───── Exercise data ─────

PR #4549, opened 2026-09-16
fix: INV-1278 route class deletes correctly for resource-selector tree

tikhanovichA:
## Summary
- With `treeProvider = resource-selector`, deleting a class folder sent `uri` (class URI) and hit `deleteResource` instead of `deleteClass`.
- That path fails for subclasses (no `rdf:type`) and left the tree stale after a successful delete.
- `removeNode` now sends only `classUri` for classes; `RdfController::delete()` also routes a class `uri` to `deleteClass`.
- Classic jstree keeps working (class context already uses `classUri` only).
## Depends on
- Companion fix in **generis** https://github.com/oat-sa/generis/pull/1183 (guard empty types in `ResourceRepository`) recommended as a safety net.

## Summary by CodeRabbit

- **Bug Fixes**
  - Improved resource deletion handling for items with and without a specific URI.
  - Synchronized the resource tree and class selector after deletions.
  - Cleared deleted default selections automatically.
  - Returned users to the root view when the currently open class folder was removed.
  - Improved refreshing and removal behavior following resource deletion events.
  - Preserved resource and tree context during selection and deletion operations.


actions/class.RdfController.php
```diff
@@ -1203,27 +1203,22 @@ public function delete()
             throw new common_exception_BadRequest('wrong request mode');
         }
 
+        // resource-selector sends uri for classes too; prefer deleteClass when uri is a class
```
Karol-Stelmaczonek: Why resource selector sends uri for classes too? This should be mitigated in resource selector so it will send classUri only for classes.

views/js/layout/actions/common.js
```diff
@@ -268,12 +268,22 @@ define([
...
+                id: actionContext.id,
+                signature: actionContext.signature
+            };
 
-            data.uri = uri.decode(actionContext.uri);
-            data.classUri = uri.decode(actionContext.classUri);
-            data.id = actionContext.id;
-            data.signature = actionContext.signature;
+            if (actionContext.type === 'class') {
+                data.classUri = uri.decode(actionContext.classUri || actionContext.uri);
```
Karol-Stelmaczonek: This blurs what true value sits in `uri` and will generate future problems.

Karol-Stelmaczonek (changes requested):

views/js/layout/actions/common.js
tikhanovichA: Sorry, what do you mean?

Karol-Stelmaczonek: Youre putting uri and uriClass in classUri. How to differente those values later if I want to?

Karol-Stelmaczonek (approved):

─────

▸ Aim of the exercise: Reproduce, word for word, all of the entries above.

▸ Task answer:
PR #4549, opened 2026-09-16
fix: INV-1278 route class deletes correctly for resource-selector tree

tikhanovichA:
## Summary
- With `treeProvider = resource-selector`, deleting a class folder sent `uri` (class URI) and hit `deleteResource` instead of `deleteClass`.
- That path fails for subclasses (no `rdf:type`) and left the tree stale after a successful delete.
- `removeNode` now sends only `classUri` for classes; `RdfController::delete()` also routes a class `uri` to `deleteClass`.
- Classic jstree keeps working (class context already uses `classUri` only).
## Depends on
- Companion fix in **generis** https://github.com/oat-sa/generis/pull/1183 (guard empty types in `ResourceRepository`) recommended as a safety net.

## Summary by CodeRabbit

- **Bug Fixes**
  - Improved resource deletion handling for items with and without a specific URI.
  - Synchronized the resource tree and class selector after deletions.
  - Cleared deleted default selections automatically.
  - Returned users to the root view when the currently open class folder was removed.
  - Improved refreshing and removal behavior following resource deletion events.
  - Preserved resource and tree context during selection and deletion operations.


actions/class.RdfController.php
```diff
@@ -1203,27 +1203,22 @@ public function delete()
             throw new common_exception_BadRequest('wrong request mode');
         }
 
+        // resource-selector sends uri for classes too; prefer deleteClass when uri is a class
```
Karol-Stelmaczonek: Why resource selector sends uri for classes too? This should be mitigated in resource selector so it will send classUri only for classes.

views/js/layout/actions/common.js
```diff
@@ -268,12 +268,22 @@ define([
...
+                id: actionContext.id,
+                signature: actionContext.signature
+            };
 
-            data.uri = uri.decode(actionContext.uri);
-            data.classUri = uri.decode(actionContext.classUri);
-            data.id = actionContext.id;
-            data.signature = actionContext.signature;
+            if (actionContext.type === 'class') {
+                data.classUri = uri.decode(actionContext.classUri || actionContext.uri);
```
Karol-Stelmaczonek: This blurs what true value sits in `uri` and will generate future problems.

Karol-Stelmaczonek (changes requested):

views/js/layout/actions/common.js
tikhanovichA: Sorry, what do you mean?

Karol-Stelmaczonek: Youre putting uri and uriClass in classUri. How to differente those values later if I want to?

Karol-Stelmaczonek (approved):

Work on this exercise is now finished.